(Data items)
=-=-=
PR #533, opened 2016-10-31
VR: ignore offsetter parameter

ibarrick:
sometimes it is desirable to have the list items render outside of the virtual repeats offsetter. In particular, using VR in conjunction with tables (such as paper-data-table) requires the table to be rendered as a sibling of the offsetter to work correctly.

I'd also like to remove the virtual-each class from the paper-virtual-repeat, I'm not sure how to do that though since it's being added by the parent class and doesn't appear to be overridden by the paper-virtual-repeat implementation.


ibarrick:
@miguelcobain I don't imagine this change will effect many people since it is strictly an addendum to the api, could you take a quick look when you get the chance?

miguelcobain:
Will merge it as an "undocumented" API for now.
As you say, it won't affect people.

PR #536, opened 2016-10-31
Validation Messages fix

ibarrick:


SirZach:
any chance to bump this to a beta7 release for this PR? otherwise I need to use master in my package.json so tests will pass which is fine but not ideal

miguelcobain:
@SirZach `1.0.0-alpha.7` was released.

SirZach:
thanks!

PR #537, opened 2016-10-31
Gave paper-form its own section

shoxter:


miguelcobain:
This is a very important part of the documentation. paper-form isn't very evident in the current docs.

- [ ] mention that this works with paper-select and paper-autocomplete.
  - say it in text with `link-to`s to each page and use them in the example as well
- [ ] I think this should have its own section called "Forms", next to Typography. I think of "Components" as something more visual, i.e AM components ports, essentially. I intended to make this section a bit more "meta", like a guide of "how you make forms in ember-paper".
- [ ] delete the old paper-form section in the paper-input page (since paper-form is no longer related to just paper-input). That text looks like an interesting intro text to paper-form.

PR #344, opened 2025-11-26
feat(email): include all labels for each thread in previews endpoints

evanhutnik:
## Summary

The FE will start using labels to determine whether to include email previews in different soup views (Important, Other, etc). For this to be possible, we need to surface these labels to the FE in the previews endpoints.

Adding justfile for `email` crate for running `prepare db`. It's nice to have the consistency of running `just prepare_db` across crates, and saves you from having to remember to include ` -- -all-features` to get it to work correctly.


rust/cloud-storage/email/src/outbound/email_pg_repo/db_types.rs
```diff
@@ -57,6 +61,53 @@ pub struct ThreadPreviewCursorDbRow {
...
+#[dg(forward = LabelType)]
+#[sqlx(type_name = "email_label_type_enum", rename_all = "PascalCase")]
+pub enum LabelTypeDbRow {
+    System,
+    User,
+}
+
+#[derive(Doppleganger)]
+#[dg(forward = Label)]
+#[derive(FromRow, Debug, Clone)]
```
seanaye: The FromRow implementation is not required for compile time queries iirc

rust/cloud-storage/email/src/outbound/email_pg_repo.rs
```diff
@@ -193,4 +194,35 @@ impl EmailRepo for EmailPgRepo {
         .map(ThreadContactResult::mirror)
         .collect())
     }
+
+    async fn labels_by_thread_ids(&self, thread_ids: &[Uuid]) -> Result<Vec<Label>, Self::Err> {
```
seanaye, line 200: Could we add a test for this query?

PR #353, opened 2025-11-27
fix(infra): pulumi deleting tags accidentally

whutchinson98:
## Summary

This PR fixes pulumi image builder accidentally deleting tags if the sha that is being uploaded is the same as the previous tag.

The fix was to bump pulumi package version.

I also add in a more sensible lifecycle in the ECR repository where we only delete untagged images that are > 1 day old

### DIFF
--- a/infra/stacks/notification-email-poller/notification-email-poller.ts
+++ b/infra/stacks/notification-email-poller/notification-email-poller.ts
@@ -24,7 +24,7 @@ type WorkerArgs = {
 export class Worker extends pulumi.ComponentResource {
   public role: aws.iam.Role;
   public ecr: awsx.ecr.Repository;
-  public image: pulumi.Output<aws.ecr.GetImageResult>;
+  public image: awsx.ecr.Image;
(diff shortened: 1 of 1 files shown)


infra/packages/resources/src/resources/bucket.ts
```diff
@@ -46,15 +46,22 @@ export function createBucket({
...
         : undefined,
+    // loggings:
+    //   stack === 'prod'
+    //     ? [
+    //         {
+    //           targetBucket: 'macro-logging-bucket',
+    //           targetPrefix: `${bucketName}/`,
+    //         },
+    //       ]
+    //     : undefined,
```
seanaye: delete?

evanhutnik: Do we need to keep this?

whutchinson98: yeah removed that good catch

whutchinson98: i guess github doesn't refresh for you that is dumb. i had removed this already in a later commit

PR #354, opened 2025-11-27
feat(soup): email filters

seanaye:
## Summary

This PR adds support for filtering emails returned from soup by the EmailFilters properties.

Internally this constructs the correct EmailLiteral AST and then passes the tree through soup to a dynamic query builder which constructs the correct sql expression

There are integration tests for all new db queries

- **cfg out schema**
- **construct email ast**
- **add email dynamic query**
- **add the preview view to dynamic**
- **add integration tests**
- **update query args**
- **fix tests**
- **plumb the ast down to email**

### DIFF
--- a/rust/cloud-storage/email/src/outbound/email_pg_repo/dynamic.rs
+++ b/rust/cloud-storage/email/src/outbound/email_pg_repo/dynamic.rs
=-=-=
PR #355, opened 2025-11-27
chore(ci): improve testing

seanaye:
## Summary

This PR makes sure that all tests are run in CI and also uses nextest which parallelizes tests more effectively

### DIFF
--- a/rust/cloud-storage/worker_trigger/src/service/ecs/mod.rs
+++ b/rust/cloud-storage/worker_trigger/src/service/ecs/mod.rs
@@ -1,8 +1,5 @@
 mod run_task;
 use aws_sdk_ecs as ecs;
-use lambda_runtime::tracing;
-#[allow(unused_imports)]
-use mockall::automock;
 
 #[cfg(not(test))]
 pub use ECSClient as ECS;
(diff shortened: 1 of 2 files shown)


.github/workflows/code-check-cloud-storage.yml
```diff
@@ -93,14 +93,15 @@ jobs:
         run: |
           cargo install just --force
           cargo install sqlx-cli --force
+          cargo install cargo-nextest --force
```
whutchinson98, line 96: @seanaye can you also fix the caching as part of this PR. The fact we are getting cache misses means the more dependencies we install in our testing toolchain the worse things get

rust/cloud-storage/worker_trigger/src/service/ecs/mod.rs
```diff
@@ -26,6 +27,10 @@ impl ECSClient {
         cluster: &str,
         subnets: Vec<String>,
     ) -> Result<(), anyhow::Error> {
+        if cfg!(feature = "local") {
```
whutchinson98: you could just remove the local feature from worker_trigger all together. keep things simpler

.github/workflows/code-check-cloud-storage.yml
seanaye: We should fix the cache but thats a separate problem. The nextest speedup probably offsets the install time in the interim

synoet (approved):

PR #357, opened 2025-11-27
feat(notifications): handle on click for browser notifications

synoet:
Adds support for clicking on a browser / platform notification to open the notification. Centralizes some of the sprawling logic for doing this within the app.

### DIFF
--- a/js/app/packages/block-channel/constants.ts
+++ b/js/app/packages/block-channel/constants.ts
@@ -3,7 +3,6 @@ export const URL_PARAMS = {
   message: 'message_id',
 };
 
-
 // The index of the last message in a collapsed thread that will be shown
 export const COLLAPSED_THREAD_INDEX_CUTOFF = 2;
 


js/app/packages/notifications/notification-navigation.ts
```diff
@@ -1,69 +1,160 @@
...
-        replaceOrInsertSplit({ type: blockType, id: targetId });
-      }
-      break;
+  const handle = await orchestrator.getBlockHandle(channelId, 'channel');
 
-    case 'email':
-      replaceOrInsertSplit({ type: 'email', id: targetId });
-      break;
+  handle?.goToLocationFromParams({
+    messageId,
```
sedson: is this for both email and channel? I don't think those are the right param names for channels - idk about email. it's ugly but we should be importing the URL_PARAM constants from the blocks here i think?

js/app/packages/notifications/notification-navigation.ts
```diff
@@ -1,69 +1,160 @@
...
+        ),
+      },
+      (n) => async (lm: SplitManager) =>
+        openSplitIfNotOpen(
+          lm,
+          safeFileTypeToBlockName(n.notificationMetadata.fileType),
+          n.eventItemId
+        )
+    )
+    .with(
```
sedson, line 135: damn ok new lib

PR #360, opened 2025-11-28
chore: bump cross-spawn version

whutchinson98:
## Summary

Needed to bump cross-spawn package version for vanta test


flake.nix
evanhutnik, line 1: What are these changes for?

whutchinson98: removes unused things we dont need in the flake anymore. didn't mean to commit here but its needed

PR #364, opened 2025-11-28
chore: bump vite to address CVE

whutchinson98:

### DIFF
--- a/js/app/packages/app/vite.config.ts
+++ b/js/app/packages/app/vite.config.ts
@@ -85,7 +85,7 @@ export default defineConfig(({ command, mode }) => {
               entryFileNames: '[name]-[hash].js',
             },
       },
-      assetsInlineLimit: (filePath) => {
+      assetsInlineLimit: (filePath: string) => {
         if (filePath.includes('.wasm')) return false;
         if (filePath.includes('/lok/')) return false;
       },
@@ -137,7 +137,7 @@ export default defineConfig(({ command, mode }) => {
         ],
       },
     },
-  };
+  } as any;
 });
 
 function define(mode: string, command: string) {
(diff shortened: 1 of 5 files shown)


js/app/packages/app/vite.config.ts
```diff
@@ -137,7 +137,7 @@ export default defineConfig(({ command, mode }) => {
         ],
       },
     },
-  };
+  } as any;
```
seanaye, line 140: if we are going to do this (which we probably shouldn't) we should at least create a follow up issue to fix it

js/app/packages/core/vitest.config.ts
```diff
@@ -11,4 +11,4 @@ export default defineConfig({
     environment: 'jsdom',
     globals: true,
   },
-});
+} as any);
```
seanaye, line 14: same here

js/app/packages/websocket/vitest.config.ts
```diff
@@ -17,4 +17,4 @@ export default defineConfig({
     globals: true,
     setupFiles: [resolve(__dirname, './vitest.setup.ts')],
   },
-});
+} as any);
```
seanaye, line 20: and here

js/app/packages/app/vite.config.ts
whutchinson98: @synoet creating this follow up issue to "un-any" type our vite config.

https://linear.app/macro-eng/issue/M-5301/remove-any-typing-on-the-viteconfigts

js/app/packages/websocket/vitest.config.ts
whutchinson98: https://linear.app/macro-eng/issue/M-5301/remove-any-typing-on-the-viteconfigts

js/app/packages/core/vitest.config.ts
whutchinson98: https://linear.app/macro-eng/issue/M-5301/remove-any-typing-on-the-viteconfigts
=-=-=
**WHAT THIS TASK INVOLVES**: The answer should be all lines from the entries above that hold the word "evanhutnik".

**OUTPUT OF THE EXERCISE**:
evanhutnik:
evanhutnik: Do we need to keep this?
evanhutnik, line 1: What are these changes for?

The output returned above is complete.